Semiparametric Bernstein-von Mises Theorem: Second Order Studies
Yun Yang, Guang Cheng, David B. Dunson

TL;DR
This paper investigates second order properties of Bayesian estimators in semiparametric models, revealing an interference phenomenon and proposing dependent priors that enhance efficiency and adaptivity, supported by theoretical results and simulations.
Contribution
It introduces a second order semiparametric Bernstein-von Mises theorem, highlighting the impact of nuisance function estimation on parametric inference and proposing new dependent priors for improved adaptivity.
Findings
More accurate nuisance estimation improves parametric inference accuracy.

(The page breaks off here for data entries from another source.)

PR #1037, opened 2022-11-15
List.move

nielsenko:
- Use updated realm-core
- Update bindings
- Implement List.move
- Add tests of List.move
- Update CHANGELOG

Resolves: #794

### DIFF
--- a/CHANGELOG.md
+++ b/CHANGELOG.md
@@ -7,6 +7,7 @@
 
 ### Enhancements
 * Support setting `maxNumberOfActiveVersions` when creating a `Configuration`. ([#1036](https://github.com/realm/realm-dart/pull/1036))
+* Add ManagedRealmList.move method that allows notifications to correctly report moves, as opposed to reporting moves as deletes + inserts. ([#1037](https://github.com/realm/realm-dotnet/issues/1037))
 
 ### Fixed
 * Support mapping into `SyncSessionErrorCode` for "Compensating write" with error code 231. ([#1022](https://github.com/realm/realm-dart/pull/1022))
--- a/CHANGELOG.md
+++ b/CHANGELOG.md
@@ -7,7 +7,7 @@
 
 ### Enhancements
 * Support setting `maxNumberOfActiveVersions` when creating a `Configuration`. ([#1036](https://github.com/realm/realm-dart/pull/1036))
-* Add ManagedRealmList.move method that allows notifications to correctly report moves, as opposed to reporting moves as deletes + inserts. ([#1037](https://github.com/realm/realm-dotnet/issues/1037))
+* Add List.move extension method that moves an element from one index to another. Delegates to ManagedRealmList.move for managed lists. This allows notifications to correctly report moves, as opposed to reporting moves as deletes + inserts. ([#1037](https://github.com/realm/realm-dart/issues/1037))
 
 ### Fixed
 * Support mapping into `SyncSessionErrorCode` for "Compensating write" with error code 231. ([#1022](https://github.com/realm/realm-dart/pull/1022))
--- a/lib/src/list.dart
+++ b/lib/src/list.dart
@@ -145,9 +145,9 @@ class ManagedRealmList<T extends Object?> with RealmEntity, ListMixin<T> impleme
     return result;
   }
 
-  /// Move the element at [from] to [to].
-  void move(int oldIndex, int newIndex) {
-    realmCore.listMoveElement(handle, oldIndex, newIndex);
+  /// Move the element at index [from] to index [to].
+  void move(int from, int to) {
+    realmCore.listMoveElement(handle, from, to);
   }
 
   /// Removes all objects from this list; the length of the list becomes zero.
@@ -334,7 +334,7 @@ class ListNotificationsController<T extends Object?> extends NotificationsContro
 }
 
 extension ListExtension<T> on List<T> {
-  /// Move the element at [from] to [to].
+  /// Move the element at index [from] to index [to].
   void move(int from, int to) {
     RangeError.checkValidIndex(from, this, 'from', length);
     RangeError.checkValidIndex(to, this, 'to', length);
--- a/lib/src/list.dart
+++ b/lib/src/list.dart
@@ -16,6 +16,7 @@
 //
 ////////////////////////////////////////////////////////////////////////////////
 
+import 'dart:core';
 import 'dart:async';
 import 'dart:collection';
 import 'dart:ffi';
@@ -142,6 +143,10 @@ class ManagedRealmList<T extends Object?> with RealmEntity, ListMixin<T> impleme
     final result = this[index];
     realmCore.listRemoveElementAt(handle, index);
     return result;
+  }
+
+  void move(int oldIndex, int newIndex) {
+    realmCore.listMoveElement(handle, oldIndex, newIndex);
   }
 
   /// Removes all objects from this list; the length of the list becomes zero.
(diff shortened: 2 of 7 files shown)


nirinchev (approved):

test/list_test.dart
```diff
@@ -1066,4 +1066,82 @@ Future<void> main([List<String>? args]) async {
...
+    final list = [0, 1, 2, 3];
+    list.move(1, 0);
+    expect(list, [1, 0, 2, 3]);
+    list.move(2, 3);
+    expect(list, [1, 0, 3, 2]);
+    final length = list.length;
+    expect(() => list.move(-1, 0), throwsRangeError);
+    expect(() => list.move(0, -1), throwsRangeError);
+    expect(() => list.move(length, 0), throwsRangeError);
+    expect(() => list.move(0, length), throwsRangeError);
```
desistefanova, line 1087: What about moving from one index to the same index. Can we add it to the tests? Also for managed realm list.

test/list_test.dart
```diff
@@ -1066,4 +1066,82 @@ Future<void> main([List<String>? args]) async {
...
+    expect(team.players, [bob, alice, carol, dan]);
+
+    realm.write(() => team.players.move(2, 3));
+    expect(team.players, [bob, alice, dan, carol]);
+
+    final length = team.players.length;
+    expect(() => realm.write(() => team.players.move(-1, 0)), throwsRangeError);
+    expect(() => realm.write(() => team.players.move(0, -1)), throwsRangeError);
+    expect(() => realm.write(() => team.players.move(length, 0)), throwsRangeError);
+    expect(() => realm.write(() => team.players.move(0, length)), throwsRangeError);
```
desistefanova, line 1115: We could check moving outside write block. Is it throwing the correct exception?

test/list_test.dart
```diff
@@ -1066,4 +1066,82 @@ Future<void> main([List<String>? args]) async {
...
+    list.move(2, 3);
+    expect(list, [1, 0, 3, 2]);
+    final length = list.length;
+    expect(() => list.move(-1, 0), throwsRangeError);
+    expect(() => list.move(0, -1), throwsRangeError);
+    expect(() => list.move(length, 0), throwsRangeError);
+    expect(() => list.move(0, length), throwsRangeError);
+  });
+
+  test('ManagedRealmList.move', () {
```
desistefanova, line 1090: What about trying to move in Frozen Realm, RealmList, or in Read-only Realm? Do you think we can test them?

lib/src/list.dart
```diff
@@ -144,6 +145,10 @@ class ManagedRealmList<T extends Object?> with RealmEntity, ListMixin<T> impleme
     return result;
   }
 
+  void move(int oldIndex, int newIndex) {
```
desistefanova, line 148: This method `move` is not visible in the API doc neither for List or RealmList. It is visible on the class `ListExtension` and it is not documented. Is it possible to have in the documentation `move` method described for `RealmList` and `List`?

lib/src/list.dart
```diff
@@ -326,3 +331,18 @@ class ListNotificationsController<T extends Object?> extends NotificationsContro
     streamController.addError(error);
   }
 }
+
+extension ListExtension<T> on List<T> {
+  void move(int from, int to) {
```
desistefanova, line 336: Missing API doc. Looks strange in the documentation.

test/list_test.dart
nielsenko: That is a no-op, but sure I can add a test

test/list_test.dart
nielsenko: Throws a RealmException, if not a RangeError, since you need to be in a write transaction. I can add a test.

test/list_test.dart
nielsenko: You need a write transaction to modify a realm object. Frozen realms and read-only realms won't allow that. It should not be tested her

lib/src/list.dart
nielsenko: Will add

test/list_test.dart
nielsenko: It will look odd here

desistefanova: Ah, I see now. OK. Leave it as it is.

desistefanova (approved):

CHANGELOG.md
```diff
@@ -7,6 +7,7 @@
 
 ### Enhancements
 * Support setting `maxNumberOfActiveVersions` when creating a `Configuration`. ([#1036](https://github.com/realm/realm-dart/pull/1036))
+* Add ManagedRealmList.move method that allows notifications to correctly report moves, as opposed to reporting moves as deletes + inserts. ([#1037](https://github.com/realm/realm-dotnet/issues/1037))
```
blagoev, line 10: realm-dotnet?

blagoev: Also while this is technically true move also rearranges items. Why not mention the real feature here. Isnt the notifications more like a side effect of this feature

blagoev (changes requested):

CHANGELOG.md
nielsenko: I agree, I should also mention that the element is actually moved 😄 

How about:
> * Add List.move extension method that moves an element from one index to another. Delegates to ManagedRealmList.move for managed lists. This allows notifications to correctly report moves, as opposed to reporting moves as deletes + inserts. ([#1037](https://github.com/realm/realm-dart/issues/1037))

I do kind of think the notification part is the important feature, since that is the reason we don't just implement `move` as:
```dart
void move(int from, int to) => insert(to, removeAt(from));
```

lib/src/list.dart
```diff
@@ -326,3 +332,18 @@ class ListNotificationsController<T extends Object?> extends NotificationsContro
     streamController.addError(error);
   }
 }
+
+extension ListExtension<T> on List<T> {
+  /// Move the element at [from] to [to].
+  void move(int from, int to) {
```
blagoev, line 338: should we rename to `fromIndex` `toIndex` and also the other one that is oldIndex to be `fromIndex` as well

blagoev (changes requested):
just wonder should we rename the parameters

CHANGELOG.md
blagoev: it is good to mention the notification as well

lib/src/list.dart
blagoev: here https://github.com/realm/realm-dart/pull/1037/files#diff-847b6223dda3c6c9a63c5b47a2dcc1b983c5035fc0cd6ccc152286c5c8449ef7R149

lib/src/list.dart
```diff
@@ -326,3 +332,18 @@ class ListNotificationsController<T extends Object?> extends NotificationsContro
     streamController.addError(error);
   }
 }
+
+extension ListExtension<T> on List<T> {
+  /// Move the element at [from] to [to].
```
blagoev, line 337:
```suggestion
  /// Move the element at [from] index to [to] index.
```

nielsenko: I could also rename the arguments to `fromIndex` and `toIndex`. Would that read better?

lib/src/list.dart
blagoev: or maybe use `from` and `to` everywhere since the API help says these are `indexes`

lib/src/list.dart
```diff
@@ -144,6 +145,11 @@ class ManagedRealmList<T extends Object?> with RealmEntity, ListMixin<T> impleme
     return result;
   }
 
+  /// Move the element at [from] to [to].
```
blagoev, line 148:
```suggestion
  /// Move the element at [from] index to [to] index.
```

blagoev: the current API help does not correctly state the parameter names

lib/src/list.dart
nielsenko: Done

blagoev (approved):

nielsenko:
> just wonder should we rename the parameters

Use `from`/`to` consistently now.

Dependent priors enable adaptive and efficient Bayesian inference.
Independent priors may fail to achieve optimal rates without strict assumptions.
Abstract
The major goal of this paper is to study the second order frequentist properties of the marginal posterior distribution of the parametric component in semiparametric Bayesian models, in particular, a second order semiparametric Bernstein-von Mises (BvM) Theorem. Our first contribution is to discover an interesting interference phenomenon between Bayesian estimation and frequentist inferential accuracy: more accurate Bayesian estimation on the nuisance function leads to higher frequentist inferential accuracy on the parametric component. As the second contribution, we propose a new class of dependent priors under which Bayesian inference procedures for the parametric component are not only efficient but also adaptive (w.r.t. the smoothness of nonparametric component) up to the second order frequentist validity. However, commonly used independent priors may even fail to produce a…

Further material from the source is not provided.